Ethical Guardrails Post-COVID

LeBoff believes that most attorneys are ethical and maintain high standards during remote proceedings. However, he observes, “a small number of attorneys have taken advantage of remote proceedings to bend or break the ethical rules.” Constant technological changes are inevitable, LeBoff continues, but lawyers must be stewards of ethical culture. “Law firms need to be vigilant in instilling a culture of ethics and respect for the profession,” he emphasizes. “That has become a greater challenge for law firm leaders as more attorneys are working remotely.”

Echoing a similar sentiment, Alanna G. Clair, Washington, DC, cochair of the Attorneys’ Liability Subcommittee of the Section’s Professional Liability Litigation Committee, states she trusts that most lawyers will adhere to proper ethical standards, even in a remote environment.

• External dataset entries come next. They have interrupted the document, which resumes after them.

PR #597, opened 2022-12-21
Remove runtime config logic

jeniawhite:
**What does this PR do?**
Removes the runtime config logic

**Checklist**
- [ ] TODO: Need to bump the policy version prior to merging this PR


beater/validator.go
```diff
@@ -30,14 +30,12 @@ import (
 type validator struct{}
 
 func (v *validator) Validate(cfg *agentconfig.C) error {
-	c, err := config.New(cfg)
+	// TODO: Should we check something?
+	// Benchmark is being checked inside config.New
+	_, err := config.New(cfg)
```
oren-zohar, line 35: I feel like the validation inside config should be here

```go
if c.Benchmark != "" {
if !isSupportedBenchmark(c.Benchmark) {
	return c, ErrBenchmarkNotSupported
	}
}
```

oren-zohar (changes requested):
looking at the new config.v1 format, it seems like we moved the credentials to there also, yet we still read our credentials from the flat version. Not sure if we should also address this change here, to fully migrate to the new format wdyt?

```yaml
config:
  v1:
    posture: {{posture}}
    deployment: {{deployment}}
    benchmark: cis_eks
    aws:
      credentials:
        {{#if access_key_id}}
        access_key_id: {{access_key_id}}
        {{/if}}
        {{#if secret_access_key}}
        secret_access_key: {{secret_access_key}}
        {{/if}}
        {{#if session_token}}
        session_token: {{session_token}}
        {{/if}}
        {{#if shared_credential_file}}
        shared_credential_file: {{shared_credential_file}}
        {{/if}}
        {{#if credential_profile_name}}
        credential_profile_name: {{credential_profile_name}}
        {{/if}}
        {{#if role_arn}}
        role_arn: {{role_arn}}
        {{/if}}
        type: {{aws.credentials.type}}
```

Also, did you test this E2E? @jeniawhite

beater/validator.go
jeniawhite: I've considered moving the validation to the validator but that would require us to move logic from the `config` package to the `beater` package.
Which requires recoding parts of the `cloudbeat` like `newCloudbeat` signatures and etc...
Reconsidering the existing solution I did not see any value in the `validator`, because we use the same validation for non-fleet managed configs and reconfigurations.
This is why I've consolidated the validity checks in the config constructor and removed the validator.

jeniawhite:
@oren-zohar 
Yeah, I've run the E2E test once again after removing the validator and consolidating logic inside the config and I can see the same amount of findings as the 8.7 SNAPSHOT without my changes.
Screen Shot 2022-12-25 at 18 48 00

amirbenun (commented):
IMO, we should keep decoupling cloudbeat and the launcher.
For that PR, it means that the validator should remain as an abstraction layer for beater specific use cases. Even if the validator only calls another validation function for the config.

jeniawhite:
@amirbenun Rolled back to the commit that leaves the `validator`.
I Ran an E2E test again to verify that I get everything:
Screen Shot 2022-12-27 at 16 54 40

evaluator/opa.go
```diff
@@ -117,8 +120,8 @@ func (o *OpaEvaluator) Eval(ctx context.Context, resourceInfo fetching.ResourceI
 	}
 
 	result, err := o.decision(ctx, OpaInput{
-		Result:         fetcherResult,
-		ActivatedRules: o.activatedRules,
+		Result:    fetcherResult,
+		Benchmark: o.benchmark,
```
amirbenun, line 124: I am missing some context here, did we change all the rules in a way they will run only when their benchmark is on?

version/policy.go
```diff
@@ -17,7 +17,7 @@
 
 package version
 
-const policyVersion = "v1.2.3"
+const policyVersion = "v1.2.4"
```
amirbenun, line 20: I guess that's your matching change for the rules?

amirbenun (approved):
LGTM

oren-zohar (approved):

PR #598, opened 2022-12-25
IAM fetcher - retrieve root account data

uri-weisman:
**What does this PR do?**
1. Adds root account credential information.
2. Fetch IAM credential report for enriching the IAM user struct.

**Related Issues**

**Checklist**


resources/providers/awslib/iam/user.go
```diff
@@ -165,55 +162,118 @@ func (p Provider) getMFADevices(ctx context.Context, user types.User) ([]AuthDev
...
+		},
+	}
+}
 
-			var lastUsed time.Time
-			if err == nil {
-				if output.AccessKeyLastUsed != nil && output.AccessKeyLastUsed.LastUsedDate != nil {
-					lastUsed = *output.AccessKeyLastUsed.LastUsedDate
+func (p Provider) getCredentialReport(ctx context.Context) (map[string]*CredentialReport, error) {
+	var ae smithy.APIError
```
olegsu, line 190: Seems a short name that might be harder to understand later.
Consider moving the declaration to https://github.com/elastic/cloudbeat/pull/598/files#diff-32fa8082bf35af27930c2716c52e4c641ffbdfb6ffddfa220baada07bd959fb8R194 as it closer to the usage, or change it to something more explicit (`apiErr`?)

resources/providers/awslib/iam/user.go
```diff
@@ -165,55 +162,118 @@ func (p Provider) getMFADevices(ctx context.Context, user types.User) ([]AuthDev
...
+	report, err := p.client.GetCredentialReport(ctx, &iamsdk.GetCredentialReportInput{})
+	if err != nil {
+		var awsFailErr *types.ServiceFailureException
+		if errors.As(err, &awsFailErr) {
+			return nil, errors.Wrap(err, "could not gather aws iam credential report")
+		}
+
+		// if we have an error, and it is not a server err we generate a report
+		if errors.As(err, &ae) {
+			if ae.ErrorCode() == "ReportNotPresent" || ae.ErrorCode() == "ReportExpired" {
```
olegsu, line 200: `ReportNotPresent` and `ReportExpired` are not exported as consts?

resources/providers/awslib/iam/user.go
```diff
@@ -165,55 +162,118 @@ func (p Provider) getMFADevices(ctx context.Context, user types.User) ([]AuthDev
...
+				// generate a new report
+				_, err := p.client.GenerateCredentialReport(ctx, &iamsdk.GenerateCredentialReportInput{})
```
olegsu, line 202: What is the usage of this? seems that you ignore the report output

resources/providers/awslib/iam/user.go
```diff
@@ -18,36 +18,27 @@
...
+)
 
-type AccessKey struct {
-	AccessKeyId  string
-	Active       bool
-	CreationDate time.Time
-	LastAccess   time.Time
-	HasUsed      bool
-}
+var countRetries = 0
```
olegsu, line 41: When the counter will be zero again?
Can it be part of function closure instead of on the global stack?

olegsu (changes requested):

resources/providers/awslib/iam/user.go
uri-weisman: Unfortunately, the ErrCodeNoSuchEntityException error code does not exist in the v2 SDK.

resources/providers/awslib/iam/user.go
uri-weisman: `GenerateCredentialReport` - generate an IAM credential report.
We don't care about the output as it contains the status of the generated report, we get the same logic by calling `report, err = p.client.GetCredentialReport(ctx, &iamsdk.GetCredentialReportInput{})`
and check for the error type.

resources/providers/awslib/iam/user.go
uri-weisman: Sure, good catch!

resources/providers/awslib/iam/root_account.go
```diff
@@ -0,0 +1,105 @@
...
+import (
+	"context"
+	"github.com/aws/aws-sdk-go-v2/aws"
+	iamsdk "github.com/aws/aws-sdk-go-v2/service/iam"
+	"github.com/aws/aws-sdk-go-v2/service/iam/types"
+	"strings"
+	"time"
+)
+
+func (p Provider) createRootAccountUser(rootAccount *CredentialReport) *types.User {
```
olegsu, line 29: The name of the function confuses me as it not really creating any user in the root account.
I can suggest something like `p.getUser(root)`

olegsu (approved):
LGTM, just a small suggestion

resources/providers/awslib/iam/user_test.go
```diff
@@ -72,55 +73,61 @@ func Test_GetUsers(t *testing.T) {
...
+					HasUsed:      true,
+					MfaActive:    false,
 					IsVirtualMFA: false,
-					Arn:          "arn:aws:iam::123456789012:user/test-user-2",
+					Arn:          "arn:aws:iam::1234567890:root",
 				},
 			},
-			wantErr: false,
+			wantErr:       false,
+			expectedUsers: 3,
```
gurevichdmitry, line 104: Test case name: Test 2: Should return _two_ users
expectedUsers: 3

resources/providers/awslib/iam/test_data.go
```diff
@@ -19,20 +19,13 @@ package iam
...
-	keyMetadata = []types.AccessKeyMetadata{
-		{
-			AccessKeyId: aws.String("test_access_key"),
-			CreateDate:  nil,
-			Status:      types.StatusTypeActive,
-			UserName:    aws.String("username"),
-		},
-	}
-
 	virtualMfaDevices = []types.MFADevice{
```
gurevichdmitry, line 29: Since User properties (name and arn) were changed please check might be also relevant to MFADevice definition.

However, she wonders whether there may be an unanticipated impact of the COVID-19 pandemic, which forced a dramatic increase in remote proceedings in recent years.

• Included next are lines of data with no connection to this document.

PR #620, opened 2022-12-29
Cloudformation script for elastic-agent on EC2

amirbenun:
**What does this PR do?**
Add CloudFormation script for deploying elastic-agent on an EC2 instance.
The script creates a role for that EC2 with the relevant permissions to run vulnerability management and attaches the newly created role to the EC2.
The EC2 instance will be accessed by ssh from everywhere given the ssh key.

**Related Issues**
- Resolves: https://github.com/elastic/security-team/issues/5659

**Checklist**

### DIFF
--- a/deploy/cloudformation/elastic-agent-ec2.yml
+++ b/deploy/cloudformation/elastic-agent-ec2.yml
@@ -1,0 +1,200 @@
+---
+AWSTemplateFormatVersion: '2010-09-09'
+Description: Creates an EC2 instance with permissions to run elastic-agent
+
+Parameters:
+  LatestAmiId:
+    Type: 'AWS::SSM::Parameter::Value<AWS::EC2::Image::Id>'
+    Default: '/aws/service/canonical/ubuntu/server/jammy/stable/current/amd64/hvm/ebs-gp2/ami-id'
+  KeyName:
+    Type: AWS::EC2::KeyPair::KeyName
+    Description: SSH Keypair to login to the instance
+    Default: amir-build
+  InstanceType:
+    Type: String
+    Default: t2.micro
+    AllowedValues:
+    - t2.micro
+    - t2.small
+    - t2.medium
+    Description: The type of EC2 instance to create
+  EnrollmentToken:
+    Type: String
+    Description: The enrollment token of elasitc-agent
+  FleetUrl:
+    Type: String
+    Description: The fleet URL of elastic-agent
+  ElasticAgentVersion:
+    Type: String
+    Description: The version of elastic-agent to install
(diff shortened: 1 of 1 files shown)


deploy/cloudformation/elastic-agent-ec2.yml
```diff
@@ -0,0 +1,200 @@
...
+      Tags:
+        - Key: Name
+          Value: Ealstic Agent
+
+  # Internet Attachment for VPC
+  ElasticAgentAttachGateway:
+    Type: AWS::EC2::VPCGatewayAttachment
+    Properties:
+      VpcId: !Ref ElasticAgentVpc
+      InternetGatewayId: !Ref ElasticAgentInternetGateway
```
eyalkraft, line 82: > The EC2 instance will be accessed by ssh from everywhere given the ssh key.


I don't think we should have access from anywhere by default.
This is important for debugging but I think we can go for a more restrictive approach by default, I don't see a reason for our customers to ssh into the machine.

Can you add a checkbox in the cloudformation UI that will determine the relevant parts in the template are active or not?

This way the checkbox can be not checked by default, and we/customers can check it if we/they want to have debuggability capabilities.

If making it optional isn't easily possible, I don't think we should have that as part of our template at all.

eyalkraft (changes requested):
Nice!

deploy/cloudformation/elastic-agent-ec2.yml
amirbenun: I opened another task to discuss the security issues of the new deployment method.
[Securing elastic-agent EC2 CloudFormation template](https://github.com/elastic/cloudbeat/issues/627).

oren-zohar (changes requested):
Can you please add documentation? what it deployed, and how can we test it?

eyalkraft (approved):

deploy/cloudformation/elastic-agent-ec2.yml
```diff
@@ -0,0 +1,133 @@
...
+    Type: String
+    Default: t2.micro
+    AllowedValues:
+    - t2.micro
+    - t2.small
+    - t2.medium
+    Description: The type of EC2 instance to create
+  EnrollmentToken:
+    Type: String
+    Description: The enrollment token of elasitc-agent
```
oren-zohar, line 22:
```suggestion
    Description: The enrollment token of elastic-agent
```

oren-zohar (approved):

oren-zohar (changes requested):
please fix the **Manifest Tests** before merge

oren-zohar (approved):

PR #628, opened 2023-01-02
Move launcher errors under launcher package

amirbenun:
**What does this PR do?**
Moving launcher errors to be defined on the same package as the launcher.
The motivation behind maintaining the two on the same package is that the launcher already has the errors as a dependency. The launcher can report a different status to the fleet based on the returned error. Which means, the errors better be defined on the same package.

**Related Issues**

**Checklist**

### DIFF
--- a/launcher/launcher.go
+++ b/launcher/launcher.go
@@ -241,7 +241,7 @@ func (l *launcher) reconfigureWait(timeout time.Duration) (*config.C, error) {
 				err := l.validator.Validate(update)
 				if err != nil {
 					l.log.Errorf("Config update validation failed: %v", err)
-					heatlhErr := &BeaterUnhealthyError{}
+					healthErr := &BeaterUnhealthyError{}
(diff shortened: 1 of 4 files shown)


launcher/launcher.go
```diff
@@ -242,7 +241,7 @@ func (l *launcher) reconfigureWait(timeout time.Duration) (*config.C, error) {
 				err := l.validator.Validate(update)
 				if err != nil {
 					l.log.Errorf("Config update validation failed: %v", err)
-					heatlhErr := &cb_errors.BeaterUnhealthyError{}
+					heatlhErr := &BeaterUnhealthyError{}
```
uri-weisman, line 244: It's before your change but can you plz fix the typo?
```suggestion
					healthErr := &BeaterUnhealthyError{}
```

uri-weisman (approved):

olegsu (approved):

PR #1830, opened 2017-11-25
Use RowExclusiveLock shard resource lock in COPY

marcocitus:
Seems COPY is taking a shard resource lock that conflicts with multi-shard UPDATE/DELETE/INSERT...SELECT statements, but it should only do so when replication factor > 1.


src/backend/distributed/commands/multi_copy.c
```diff
@@ -2079,7 +2079,12 @@ CitusCopyDestReceiverStartup(DestReceiver *dest, int operation,
 
 	/* prevent concurrent placement changes and non-commutative DML statements */
 	LockShardListMetadata(shardIntervalList, ShareLock);
-	LockShardListResources(shardIntervalList, ShareLock);
+
+	/*
+	 * Prevent concurrent UPDATE/DELETE on replication factor >1
+	 * (see multi_router_executor.c)
```
pykello: More specific address can help, e.g. "`see AcquireExecutorMultiShardLocks() at multi_router_executor.c`".

src/test/regress/expected/isolation_hash_copy_vs_all.out
```diff
@@ -97,13 +97,12 @@ create_distributed_table
 step s1-initialize: COPY hash_copy FROM PROGRAM 'echo 0, a, 0\\n1, b, 1\\n2, c, 2\\n3, d, 3\\n4, e, 4' WITH CSV;
 step s1-begin: BEGIN;
 step s1-copy: COPY hash_copy FROM PROGRAM 'echo 5, f, 5\\n6, g, 6\\n7, h, 7\\n8, i, 8\\n9, j, 9' WITH CSV;
-step s2-insert-select: INSERT INTO hash_copy SELECT * FROM hash_copy; <waiting ...>
+step s2-insert-select: INSERT INTO hash_copy SELECT * FROM hash_copy;
```
pykello: Do we have any tests that checks that we'll wait when replication factor > 1? If not, we should add some.

pykello:
@sumedhpathak @marcocitus 
I'm trying to address my feedback here and make this PR mergeable.

Last night, I was having troubles because my local `echo` requires `-e` to convert `\n` to newline, while isolation tests assume POSIX `echo` which doesn't require that.

After I work around that, I'm not getting the same output for `isolation_hash_copy_vs_all` test. I'm still getting some of the `<waiting ...>`, `<... completed>` messages locally, which we don't get at travis. I'm looking into that.

marcocitus:
I don't see any problem with the isolation tests. Are you sure the installed the right branch?

pykello:
@marcocitus recompiling citus & postgres fixed the problem. I'm not sure what I was doing wrong. This patch looks fine to me, I also did some manual testing. Merging this in interest of time, I'll add the tests in another PR.

byucesoy:
@pykello, while merging a PR net time, could you please use "Merge Pull Request" option in github UI. It adds PR number to the merge commit's title which makes tracking merged PRs/commits easier while creating packages.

“It’s interesting that both [James and Claridge] involved conduct that pre-dated the pandemic,” Clair observes. “But I think we may see an increase in bar complaints, or potentially even claims against lawyers, stemming from work that they did in a virtual setting during the pandemic.” Clair posits that lawyers “may face accusations that they failed to meet the standard of care in providing counsel in a remote setting, or they may be accused of ethical misconduct. There’s also a risk that lawyers could be accused of not meeting their duty of competence to understand technology,” she speculates.

Barkett remains optimistic that the legal profession will withstand many of the challenges brought by remote proceedings because of guardrails that existed prior to the pandemic. “There are protocols that have been developed to ensure that a witness is not communicating with counsel when considering an answer to a question,” notes Barkett. “For example, counsel should ensure the witness does not have a cell phone or other device present that could be used for communications,” he details. “Thoughtful lawyers would never run the risk of running afoul of a court order establishing these protocols.”

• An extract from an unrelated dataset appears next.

PR #1831, opened 2017-11-27
Fix hard coded formatting strings for 64 bit numbers

mtuncer:
We have recently had issues with Citus Windows port regarding number format. Formatting for 64 bit numbers are different between linux/mac and Windows.

Postgres provides OS agnosting formatting macros for formatting 64 bit numbers. Replaced %ld %lu with INT64_FORMAT and UINT64_FORMAT respectively.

  • Fla. Bar v. James, 329 So.3d 108 (Fla. Nov. 18, 2021).
  • Fla. Bar v. Feinberg, No. SC93165 (Fla. June 1, 2000).
  • State Bar of Ariz. v. Claridge, No. 20-2214 (Ariz. Jan. 21, 2022).
  • Hon. Mark Drummond, “Adjusting the Sails: The Pandemic Effect on Remote Depositions,” Litigation News (June 23, 2021).
  • Mary A. Salamone & Michelle Wells, “Entering a New Era—Taking and Defending Remote Depositions,” Forum on Construction Law (Dec. 11, 2020).
  • Stephanie Richards, “Avoiding Virtual Deposition Disasters,” Solo & Small Firm (Oct. 7, 2020).
  • Fla. Bar R. 4-3.4(a): Fairness to Opposing Party and Counsel.
  • Fla. Bar R. 4-8.4: Reporting Professional Misconduct.
  • Ariz. Ethics R. Sup. Ct. R. 8.4: Misconduct.
  • Ariz. Ethics R. Prof’l Conduct 3.4: Fairness to Opposing Party and Counsel.
  • Model R. Prof’l Conduct 3.4: Fairness to Opposing Party & Counsel.
  • Model R. Prof’l Conduct 8.4: Misconduct.